I'd suggest sitting down and reflecting what all has been said. When I was getting started, I wrote a shot sequence after I had been practicing. Here's me:
1) get my stance
2) hook my wrist sling
3) nock my arrow
4) hook my release
5) square my hips and shoulders *
6) hand in grip release hand at brace
7) study the target and get a focus point
8) breathe
9) focus, focus, focus on your spot
10) draw and bring bow to anchor- not head to bow
11) anchor
12) release
13) reflect on the shot

You will get a mental checklist that works just for you and it will become natural, but if I start to shoot badly (and know it's me and not my yardage) I will take myself back through that sequence to see where's the problem.
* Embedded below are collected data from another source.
PR #253, opened 2022-11-23
chore: added crd configuration reconciliation e2e test

### LINKED ISSUE #236: Create e2e test verifying CR reconciliation
Write a test verifying the flow of changing a flag value in a CRD, applying it and asserting that the flag update is exposed by flagd.

skyerus:
## This PR

Applies changes to CRD and asserts that the changes are reflected in a curl to the nginx reverse proxy to flagd.

### Related Issues

Fixes #236

### DIFF
--- a/Makefile
+++ b/Makefile
@@ -71,7 +71,7 @@ test: manifests generate fmt vet envtest ## Run tests.
 e2e-test: manifests generate fmt vet
 	kubectl -n open-feature-operator-system apply -f ./test/e2e/e2e.yml
 	kubectl wait --for=condition=Available=True deploy --all -n 'open-feature-operator-system'
-	./test/e2e/e2e.sh '{"value":true,"reason":"DEFAULT","variant":"on"}'
+	./test/e2e/run.sh
 
 .PHONY: lint
 lint:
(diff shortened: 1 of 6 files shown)


config/manager/kustomization.yaml
```diff
@@ -12,5 +12,5 @@ apiVersion: kustomize.config.k8s.io/v1beta1
 kind: Kustomization
 images:
 - name: controller
-  newName: controller
-  newTag: latest
+  newName: ghcr.io/open-feature/open-feature-operator
```
beeme1mr, line 15: Is this a regression? I thought we needed `newName` to be controller.

config/manager/manager.yaml
```diff
@@ -36,7 +36,7 @@ spec:
         name: manager
         env:
         - name: FLAGD_VERSION
-          value: INPUT_FLAGD_VERSION
+          value: v0.2.5
```
beeme1mr, line 39: Why was this changed made?

config/manager/kustomization.yaml
skyerus: Accidental, removed

config/manager/manager.yaml
skyerus: Accidental, removed

beeme1mr (approved):

james-milligan (approved):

Here's a great tip- when you make a shot that "feels" right- stop, walk to the target and reflect on everything you did in that shot. Collect your arrow, go back and repeat it.


----------



## PlainandTall (Jul 7, 2009)

OK- I have been practicing every day and trying to work on some of the stuff you guys told me to... my form seems a bit improved- but my accuracy is still totally off... grrr. I am still not sure about my sights- but I'm not even getting consistent tight groups low or high... at 20 yards I'm getting a loose cluster low and one or two of five actually hitting at or above where I was aiming....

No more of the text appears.